> _Task description_
Every entry must be duplicated precisely as written.

Records from a dataset:
□ □ □

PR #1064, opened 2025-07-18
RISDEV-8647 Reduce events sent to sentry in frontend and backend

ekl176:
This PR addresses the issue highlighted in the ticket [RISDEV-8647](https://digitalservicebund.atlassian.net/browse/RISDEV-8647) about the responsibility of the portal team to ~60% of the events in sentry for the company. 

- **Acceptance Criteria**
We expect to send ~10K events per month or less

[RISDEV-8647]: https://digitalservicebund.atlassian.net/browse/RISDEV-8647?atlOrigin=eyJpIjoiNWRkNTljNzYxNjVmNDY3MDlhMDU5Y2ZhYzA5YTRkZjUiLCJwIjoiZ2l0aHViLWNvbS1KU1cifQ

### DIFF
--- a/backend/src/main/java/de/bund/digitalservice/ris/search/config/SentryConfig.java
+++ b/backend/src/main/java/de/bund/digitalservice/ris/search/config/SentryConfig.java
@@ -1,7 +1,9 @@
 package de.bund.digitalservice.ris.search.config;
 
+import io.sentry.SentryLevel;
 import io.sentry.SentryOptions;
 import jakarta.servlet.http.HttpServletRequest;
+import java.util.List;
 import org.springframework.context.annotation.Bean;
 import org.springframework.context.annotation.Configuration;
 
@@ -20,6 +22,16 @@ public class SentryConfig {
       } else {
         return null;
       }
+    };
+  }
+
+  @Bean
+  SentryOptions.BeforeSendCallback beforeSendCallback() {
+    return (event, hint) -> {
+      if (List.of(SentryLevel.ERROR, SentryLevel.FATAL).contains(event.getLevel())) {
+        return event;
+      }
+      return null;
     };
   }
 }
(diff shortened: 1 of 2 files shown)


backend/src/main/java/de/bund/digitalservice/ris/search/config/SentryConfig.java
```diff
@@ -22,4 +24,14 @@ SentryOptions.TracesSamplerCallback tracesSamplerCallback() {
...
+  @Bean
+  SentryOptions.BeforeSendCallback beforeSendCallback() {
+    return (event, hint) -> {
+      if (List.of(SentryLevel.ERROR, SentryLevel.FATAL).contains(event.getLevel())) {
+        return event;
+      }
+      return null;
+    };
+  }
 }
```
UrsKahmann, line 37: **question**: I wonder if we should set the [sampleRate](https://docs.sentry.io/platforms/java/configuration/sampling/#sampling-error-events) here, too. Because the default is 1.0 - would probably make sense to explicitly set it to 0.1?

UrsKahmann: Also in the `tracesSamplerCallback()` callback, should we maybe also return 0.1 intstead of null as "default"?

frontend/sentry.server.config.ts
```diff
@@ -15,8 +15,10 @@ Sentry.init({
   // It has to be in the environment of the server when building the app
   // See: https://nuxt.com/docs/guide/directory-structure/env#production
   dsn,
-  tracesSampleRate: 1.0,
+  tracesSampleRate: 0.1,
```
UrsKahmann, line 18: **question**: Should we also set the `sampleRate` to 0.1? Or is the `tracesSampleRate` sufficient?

□ □ □

> _Response to the task_
PR #1064, opened 2025-07-18
RISDEV-8647 Reduce events sent to sentry in frontend and backend

ekl176:
This PR addresses the issue highlighted in the ticket [RISDEV-8647](https://digitalservicebund.atlassian.net/browse/RISDEV-8647) about the responsibility of the portal team to ~60% of the events in sentry for the company. 

- **Acceptance Criteria**
We expect to send ~10K events per month or less

[RISDEV-8647]: https://digitalservicebund.atlassian.net/browse/RISDEV-8647?atlOrigin=eyJpIjoiNWRkNTljNzYxNjVmNDY3MDlhMDU5Y2ZhYzA5YTRkZjUiLCJwIjoiZ2l0aHViLWNvbS1KU1cifQ

### DIFF
--- a/backend/src/main/java/de/bund/digitalservice/ris/search/config/SentryConfig.java
+++ b/backend/src/main/java/de/bund/digitalservice/ris/search/config/SentryConfig.java
@@ -1,7 +1,9 @@
 package de.bund.digitalservice.ris.search.config;
 
+import io.sentry.SentryLevel;
 import io.sentry.SentryOptions;
 import jakarta.servlet.http.HttpServletRequest;
+import java.util.List;
 import org.springframework.context.annotation.Bean;
 import org.springframework.context.annotation.Configuration;
 
@@ -20,6 +22,16 @@ public class SentryConfig {
       } else {
         return null;
       }
+    };
+  }
+
+  @Bean
+  SentryOptions.BeforeSendCallback beforeSendCallback() {
+    return (event, hint) -> {
+      if (List.of(SentryLevel.ERROR, SentryLevel.FATAL).contains(event.getLevel())) {
+        return event;
+      }
+      return null;
     };
   }
 }
(diff shortened: 1 of 2 files shown)


backend/src/main/java/de/bund/digitalservice/ris/search/config/SentryConfig.java
```diff
@@ -22,4 +24,14 @@ SentryOptions.TracesSamplerCallback tracesSamplerCallback() {
...
+  @Bean
+  SentryOptions.BeforeSendCallback beforeSendCallback() {
+    return (event, hint) -> {
+      if (List.of(SentryLevel.ERROR, SentryLevel.FATAL).contains(event.getLevel())) {
+        return event;
+      }
+      return null;
+    };
+  }
 }
```
UrsKahmann, line 37: **question**: I wonder if we should set the [sampleRate](https://docs.sentry.io/platforms/java/configuration/sampling/#sampling-error-events) here, too. Because the default is 1.0 - would probably make sense to explicitly set it to 0.1?

UrsKahmann: Also in the `tracesSamplerCallback()` callback, should we maybe also return 0.1 intstead of null as "default"?

frontend/sentry.server.config.ts
```diff
@@ -15,8 +15,10 @@ Sentry.init({
   // It has to be in the environment of the server when building the app
   // See: https://nuxt.com/docs/guide/directory-structure/env#production
   dsn,
-  tracesSampleRate: 1.0,
+  tracesSampleRate: 0.1,
```
UrsKahmann, line 18: **question**: Should we also set the `sampleRate` to 0.1? Or is the `tracesSampleRate` sufficient?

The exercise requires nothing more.